Dean's face was set in tense lines that made her look much older than she really was. Her makeup was as precise as ever, but her mascara was smeared from where she'd swiped away tears.

Sam couldn't imagine a life without her. He didn’t know what it would be like for her to live without him.

"Come with me," he blurted. 

"You know I can't, Sammy," she said. 

"Why?" Sam demanded. "Why can't you ever just not so what Dad says? Do you want to spend the rest of your life following his orders?"

Sam watched his sister's hands go white on the Impala's steering wheel.

"I'm a hunter, Sammy," Dean said. "This is my life."

"It doesn't have to be. You don't have to be his perfect goddamn daughter."

Sam realized he'd said the wrong thing immediately.

"Being his daughter has nothing to do with it."

"Sorry."

Dean turned up the radio.

When they got to Palo Alto, Dean gave him a brief, one-armed hug.

"Go on then, bitch," she said.

"Jerk," he choked out.

People paid more attention to Dean than to Sam.

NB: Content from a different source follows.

PR #746, opened 2016-01-07
Added support for down_cast() for safe static cast in debug mode.

abhimanyu-siwach:
This pull request would be in two phases:
- [x] Implementing down_cast()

Sam guessed a hot girl in a muscle car was pretty hard to ignore.

He took a deep breath and started walking.

***

When Dean showed up four years later, Sam got his ass kicked, and then his sister hit it off with Jessica.

"Let's hang out sometime," Jess told Dean before Dean and Sam left. "You can tell me stories about my boyfriend being stupid and we can do drunk karaoke."

"It's a deal," Dean promised. She winked. "Might have to steal you away from Sammy while I'm at it."

Sam dragged his sister away. "No stealing my girlfriend."

Sam looked Dean over in the light of the garage.

Dean still dressed like she was trying to give their dad a heart attack. She was wearing a Metallica t-shirt cut off to the midriff and low-slung jeans that clung tight to her curves. 

Her boots were the same, too, and she still wore John's leather jacket. Her hair was shoulder-length and shaggy now. 

Apart from the hair and her new scars, she looked exactly like she had the day he'd left.

"I know," she said, noticing his gaze. "I look fantastic."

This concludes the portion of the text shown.